What about supercalc in 64K?  Unix spreadsheets never even grew to
that sophistication, and that would have sufficed to slow M$'s growth.
I believe that the PC's launch was caused by Lotus 1-2-3, the killer
application of the time.  Others disagree.  But "lack of vision" would
be the AT&T trademark, not M$'s.  Hell, Win 3.1 was written by Pascal
programmers!  But it matched expectations a lot better than anything
else on the market at the time.  The point is, theoretical tools may
be very well, but people want to _use_ the toy they spend money on.
Linux's momentum came from being able to play graphic games early in
its life.  Its antichrist (as in anti-microsoft) image also helped,
naturally, but that's a religious issue.

> i think you better check that 'cos IIRC:
>
>     SCCS came out of USG: a dreadful piece of junk
>
That's an opinion.  Yes, I didn't like it either, and I embraced RCS
as soon as I discovered it, but something needed to pioneer the field,
and nothing better caught on in between, perhaps because of
"intellectual property" issues.  SCCS wasn't even bundled in SCO
Xenix, if memory serves, but then SCO were certainly at odds with the
universe.

>     RCS was 'BSD' based: raw, small and kinda neat but useless for
>                          DNS zone file version #'s.
>
Yep, its single biggest flaw.  And a bitch to change.  I tried to
change the $RCSfile:$ keyword to $Logfile:$ (to be able to exchange
files with PVCS which a client had bought) and never, ever found out
where to do it (and I'm normally pretty good at this type of thing).

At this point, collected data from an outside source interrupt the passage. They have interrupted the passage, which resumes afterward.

Issue #396, opened 2018-09-13
Directory name containing dots is unexpectedly added to copy bundle resources build phase


toshi0383:
<img width="89" alt="screen shot 2018-09-13 at 11 45 08" src="https://user-images.githubusercontent.com/6007952/45464239-a6e09880-b74a-11e8-812c-37260dc06bb4.png">

brentleyjones:
It's seen as a "file like directory". Wonder if we should instead whitelist that instead of assuming all directories with dots are that.

toshi0383:
I think we should whitelist them. For sure Xcode does whitelist (as we can see icons are different for each resource type), so I guess it makes sense.
It can introduce bugs by forgetting to add any "file like directory" extensions, so I want to make sure we cover all of them in #397 .

toshi0383:
Hi @Lutzifer .
I guess we should create a whitelist for any “file like directories” (which we believe they are), instead of #397 approach.

sashatv126:
Hello  @toshi0383 , ran into this today, i have project with dots in naming. When i add name of project "a.b.c" and same name to source path to my project, folder  a.b.c  is became a reference 
![IMAGE 2023-10-19 21:40:15](https://github.com/yonaskolb/XcodeGen/assets/99916289/c2760e70-458d-4263-875e-466e37dff012)
![IMAGE 2023-10-19 21:40:24](https://github.com/yonaskolb/XcodeGen/assets/99916289/12383871-e85f-4dd5-ac8a-c81206a3d286)

PR #397, opened 2018-09-13
Ignore normal directory with dots

toshi0383:
Fixes https://github.com/yonaskolb/XcodeGen/issues/396


brentleyjones:
“.bundle”

toshi0383:
Yea I worry about it too, but if we thought about it at first time, this should be the correct approach, isn't it?

Sources/XcodeGenKit/PathKitExtension.swift
```diff
@@ -0,0 +1,17 @@
...
+    /// Treat this as a resource instead of a normal directory.
+    ///
+    /// - NOTE: "lproj" is handled differently.
+    var isFileLikeDirectory: Bool {
+        guard let ex = self.extension else { return false }
+        return ["imageset",
+                "xcassets",
+                "complicationset",
+                "appiconset",
+                "xcdatamodeld"].contains(ex)
```
brentleyjones: We should add "bundle" and "framework" to this as well.

toshi0383: Will do👌

brentleyjones: I wonder if there is an API to detect this? It seems to be OS defined.

toshi0383: Found an API to get UTI in string. 1e21b1d
It's `"public.folder"` if it's a normal folder.
`lproj` appears to be `"public.folder"` too. It looks problematic, but we're whitelisting `lproj`, so it wouldn't be a problem.

toshi0383:
```
extension: appiconset, uti: public.folder
extension: bundle, uti: com.apple.generic-bundle
extension: complicationset, uti: public.folder
extension: framework, uti: com.apple.framework
extension: imageset, uti: public.folder
extension: lproj, uti: public.folder
extension: xcassets, uti: com.apple.dt.assetcatalog
extension: xcdatamodeld, uti: com.apple.xcode.model.data-version
```

Sources/XcodeGenKit/PathKitExtension.swift
```diff
@@ -0,0 +1,23 @@
+import Foundation
+import PathKit
+
+extension Path {
+
+    /// Treat this as a resource instead of a normal directory.
+    var isNonFolderDirectory: Bool {
```
pepibumur: `isNonFolderDirectory` sounds a bit ambiguous. What about `isGroupDirectory`? That's how Xcode names directories in an Xcode project.

pepibumur: Then you could just say `!myPath.isGroupDirectory`

Sources/XcodeGenKit/PathKitExtension.swift
```diff
@@ -0,0 +1,23 @@
...
+
+        if isFile {
+            return false
+        }
+
+        if let uti = try! URL(fileURLWithPath: self.string)
+            .resourceValues(forKeys: [URLResourceKey.typeIdentifierKey])
+            .typeIdentifier {
+            // NOTE: lproj is public.folder
+            return uti != "public.folder"
```
pepibumur: If someone looks at this code in three months, it's hard to say what it does. Which types of paths am I ignoring with this expression. Maybe it's worth adding a larger comment where you explain the rationale behind this line.

pepibumur:
> Yea I worry about it too, but if we thought about it at first time, this should be the correct approach, isn't it?

Not making the most appropriate decision in the past doesn't justify that the "correct" approach should be introduced regardless of it breaking the contract with the projects that are already using the tool. What I would do is:

1. Add tests that cover the most common file types.
2. Check whether the behaviour is the same after your change.

If it's not, there's a decision to be made: either introducing a breaking change and going with a major bump, or finding a way to roll this out in a non-breaking manner. @yonaskolb is the person to help you with that.

Sources/XcodeGenKit/PathKitExtension.swift
toshi0383: I understand, but I think it's depends on how you look at the problem.

From Xcode perspective, `isGroupDirectory` is maybe straight forward, but this specific functionality is seen outside of Xcode too. That's why I've put this as `PathKitExtension`. 

Also, I actually tried to rename it, and ended up with rather complicated code. (Needed additional `is a directory, but` condition to retrieve **non "public.folder" directory**.)

```swift
        let directories = children
            .filter { $0.isDirectory && $0.isGroupDirectory && $0.extension != "lproj" }
            .sorted { $0.lastComponent < $1.lastComponent }

        let filePaths = children
            .filter { $0.isFile || ($0.isDirectory && !$0.isGroupDirectory) }
            .sorted { $0.lastComponent < $1.lastComponent }
```

Therefore, I think it's better to define this way (`isNonFolderDirectory`) in whitelist manner.

Sources/XcodeGenKit/PathKitExtension.swift
toshi0383: Thanks. Will do. Maybe as a doc-comment.

toshi0383:
> 1. Add tests that cover the most common file types.
> 2. Check whether the behaviour is the same after your change.

Thanks, will do👌

toshi0383:
Just found out how to list all recognized filetypes on mac. It lists all icons for each filetypes too.
https://discussions.apple.com/thread/3117503

I'll collect filetypes from these things.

> i have a selective memory:
>
>   173000g
>
MS-DOS explains it all: command.com and fc.exe are plain useless, you
had to write your own tools, without the benefits of research Unix to
guide you.  So I still do it as my favourite revenue earning
occupation.  But, like you, I'm fast becoming obsolete.  And I resent
it as much as you do.

> > Please write a book!
>
> ``that's not been un-thought of...
>
So, @%#$!* get on and do it.

> so do what the subject line says.  get a rapid prototype, see how it goes,
> fix/improve it, loop.
>
No, I don't see why I can't just use existing tools.  CVS (sourceforge
notwithstanding) is the conventional wisdom, all we need to add is a
bunch of URLs and a few ACME programs to translate them to CVS
requests.  And, as I mentioned to rsc, a librarian and publisher, as
recommended by Fred Brooks.  I would prefer a more competent CVS user
than I, but I'll do it while it needs me.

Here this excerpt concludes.